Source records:

————

PR #44, opened 2013-10-30
List recipes in a way that includes overlapping names

jessepeterson:
I've found that I have enough remote autopkg repos to have overlapping names. When searching for something using `autopkg list-recipes` I only see the names and not which specific repository it comes from. In the case of duplicates (e.g. multiple repos having the same-named package) it leads to a false sense of which recipes exist. This patch all recipes and which repo directory they're listed in (or if they're an override). Welcome to suggestions to change.

### DIFF
--- a/Code/autopkg
+++ b/Code/autopkg
@@ -786,7 +786,7 @@ def list_recipes(argv):
 
     override_dirs = options.override_dirs or get_override_dirs()
     search_dirs = options.search_dirs or get_search_dirs()
-    recipes = set()
+    recipes = []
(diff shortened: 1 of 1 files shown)


n8felton:
It looks like #134 and #135 solved this PR? @jessepeterson can you confirm what you were looking for is now implemented and perhaps we can close this PR?

jessepeterson:
@n8felton Yes it appears that with these add'l switches my need is well fulfilled. Thanks for checking!

PR #67, opened 2014-01-21
Update Copier.py to only overwrite files when given overwrite key

hansen-m:


hansen-m:
@timsutton Any updates on if this might be added into a future release? FWIW I've been running with this modification for over a year without any issues (but I also don't use any of the .jss or .munki recipes).

hansen-m:
Bumping this issue... I'm still making this change manually on my instance of AutoPkg and haven't run into any issues. Would it make sense to clone Copier.py with the change listed and name it something like SafeCopier.py?

nmcspadden:
This is an ancient PR, but I think it's still valid and relevant. Seems like a branch was created for this 5 years ago:
https://github.com/autopkg/autopkg/tree/copier-overwrite-default

I updated this on my fork to match current standards:
https://github.com/autopkg/autopkg/compare/master...nmcspadden:copier-overwrite-default?expand=1

nmcspadden:
If you have no objections, I'm going to close this PR and create a new one based on my updated version. You are also welcome to take it if you want the contributor credit for it.

PR #102, opened 2014-07-21
Improve PathDeleter to allow process to continue if a target file don't exist

ygini:
Improvement useful for deployment scenario and don't break existing recipe.
The new feature is enable only when delete_path_silent_error_for_unexisting_path is true.
Log feature has been updated to be more specific.


tcinbis:
That would be a great addition, because maybe the files does not exists so everything is fine. Example deleting _MASReceipt for AppStore Apps.

PR #143, opened 2015-01-19
Update URLDownloader.py to handle urls with spaces

vmule:


gregneagle:
Why don't you url-encode the URL before passing it to URLDownloader? Typically URLs are not passed around with spaces within. Can you provide a non-contrived example where this is needed?

Code/autopkglib/URLDownloader.py
```diff
@@ -125,7 +126,8 @@ def main(self):
         # Download URL.
         url_handle = None
         try:
-            request = urllib2.Request(url=self.env["url"])
+            url = urllib.quote(self.env["url"], 'http://')
```
gregneagle: The second parameter to urllib.quote is a list of "safe" characters; that is, a list of characters to NOT encode. Not sure what you are aiming for here...

vmule:
Can I encode the URL within a recipe?

Here also an example:

URLTextSearcher: Found matching text (match): Wireshark 1.12.3 Intel 64.dmg
URLDownloader
Couldn't download http://wiresharkdownloads.riverbed.com/wireshark/osx/Wireshark 1.12.3 Intel 64.dmg: HTTP Error 400: Bad Request
Failed.

Code/autopkglib/URLDownloader.py
vmule: Yes, indeed.

If I omit that the colon ':' will be encoded too:

And I would end up like this:

Couldn't download http://wiresharkdownloads.riverbed.com/wireshark/osx/Wireshark 1.12.3 Intel 64.dmg: unknown url type: http%3A//wiresharkdownloads.riverbed.com/wireshark/osx/Wireshark%201.12.3%20Intel%2064.dmg
Failed.

vmule: for some reason, I can't specify just the colon, i.e.:

url = urllib.quote(self.env["url"], ':')

I does not work either.

gregneagle: You'd want, at a minimum url = urllib.quote(self.env["url"], ':/') but then it would do the wrong thing if some crazy path had a colon in it.

Again, lets see a real-world example of why it's not acceptable to require that the URL provided to URLDownloder be properly encoded from the start.

gregneagle:
Where are you getting a download URL of the format " http://wiresharkdownloads.riverbed.com/wireshark/osx/Wireshark 1.12.3 Intel 64.dmg" ? Whatever is generating that should url encode the pathname _before_ assembling it into a url. That's the correct way to generate properly-encoded URLs. Passing a possibly-already-encoded URL to urllib.quote can lead to undesirable results.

————

▶ **TASK**
Having read the entries above, restate them all word for word.

▶ **TASK OUTPUT**
PR #44, opened 2013-10-30
List recipes in a way that includes overlapping names

jessepeterson:
I've found that I have enough remote autopkg repos to have overlapping names. When searching for something using `autopkg list-recipes` I only see the names and not which specific repository it comes from. In the case of duplicates (e.g. multiple repos having the same-named package) it leads to a false sense of which recipes exist. This patch all recipes and which repo directory they're listed in (or if they're an override). Welcome to suggestions to change.

### DIFF
--- a/Code/autopkg
+++ b/Code/autopkg
@@ -786,7 +786,7 @@ def list_recipes(argv):
 
     override_dirs = options.override_dirs or get_override_dirs()
     search_dirs = options.search_dirs or get_search_dirs()
-    recipes = set()
+    recipes = []
(diff shortened: 1 of 1 files shown)


n8felton:
It looks like #134 and #135 solved this PR? @jessepeterson can you confirm what you were looking for is now implemented and perhaps we can close this PR?

jessepeterson:
@n8felton Yes it appears that with these add'l switches my need is well fulfilled. Thanks for checking!

PR #67, opened 2014-01-21
Update Copier.py to only overwrite files when given overwrite key

hansen-m:


hansen-m:
@timsutton Any updates on if this might be added into a future release? FWIW I've been running with this modification for over a year without any issues (but I also don't use any of the .jss or .munki recipes).

hansen-m:
Bumping this issue... I'm still making this change manually on my instance of AutoPkg and haven't run into any issues. Would it make sense to clone Copier.py with the change listed and name it something like SafeCopier.py?

nmcspadden:
This is an ancient PR, but I think it's still valid and relevant. Seems like a branch was created for this 5 years ago:
https://github.com/autopkg/autopkg/tree/copier-overwrite-default

I updated this on my fork to match current standards:
https://github.com/autopkg/autopkg/compare/master...nmcspadden:copier-overwrite-default?expand=1

nmcspadden:
If you have no objections, I'm going to close this PR and create a new one based on my updated version. You are also welcome to take it if you want the contributor credit for it.

PR #102, opened 2014-07-21
Improve PathDeleter to allow process to continue if a target file don't exist

ygini:
Improvement useful for deployment scenario and don't break existing recipe.
The new feature is enable only when delete_path_silent_error_for_unexisting_path is true.
Log feature has been updated to be more specific.


tcinbis:
That would be a great addition, because maybe the files does not exists so everything is fine. Example deleting _MASReceipt for AppStore Apps.

PR #143, opened 2015-01-19
Update URLDownloader.py to handle urls with spaces

vmule:


gregneagle:
Why don't you url-encode the URL before passing it to URLDownloader? Typically URLs are not passed around with spaces within. Can you provide a non-contrived example where this is needed?

Code/autopkglib/URLDownloader.py
```diff
@@ -125,7 +126,8 @@ def main(self):
         # Download URL.
         url_handle = None
         try:
-            request = urllib2.Request(url=self.env["url"])
+            url = urllib.quote(self.env["url"], 'http://')
```
gregneagle: The second parameter to urllib.quote is a list of "safe" characters; that is, a list of characters to NOT encode. Not sure what you are aiming for here...

vmule:
Can I encode the URL within a recipe?

Here also an example:

URLTextSearcher: Found matching text (match): Wireshark 1.12.3 Intel 64.dmg
URLDownloader
Couldn't download http://wiresharkdownloads.riverbed.com/wireshark/osx/Wireshark 1.12.3 Intel 64.dmg: HTTP Error 400: Bad Request
Failed.

Code/autopkglib/URLDownloader.py
vmule: Yes, indeed.

If I omit that the colon ':' will be encoded too:

And I would end up like this:

Couldn't download http://wiresharkdownloads.riverbed.com/wireshark/osx/Wireshark 1.12.3 Intel 64.dmg: unknown url type: http%3A//wiresharkdownloads.riverbed.com/wireshark/osx/Wireshark%201.12.3%20Intel%2064.dmg
Failed.

vmule: for some reason, I can't specify just the colon, i.e.:

url = urllib.quote(self.env["url"], ':')

I does not work either.

gregneagle: You'd want, at a minimum url = urllib.quote(self.env["url"], ':/') but then it would do the wrong thing if some crazy path had a colon in it.

Again, lets see a real-world example of why it's not acceptable to require that the URL provided to URLDownloder be properly encoded from the start.

gregneagle:
Where are you getting a download URL of the format " http://wiresharkdownloads.riverbed.com/wireshark/osx/Wireshark 1.12.3 Intel 64.dmg" ? Whatever is generating that should url encode the pathname _before_ assembling it into a url. That's the correct way to generate properly-encoded URLs. Passing a possibly-already-encoded URL to urllib.quote can lead to undesirable results.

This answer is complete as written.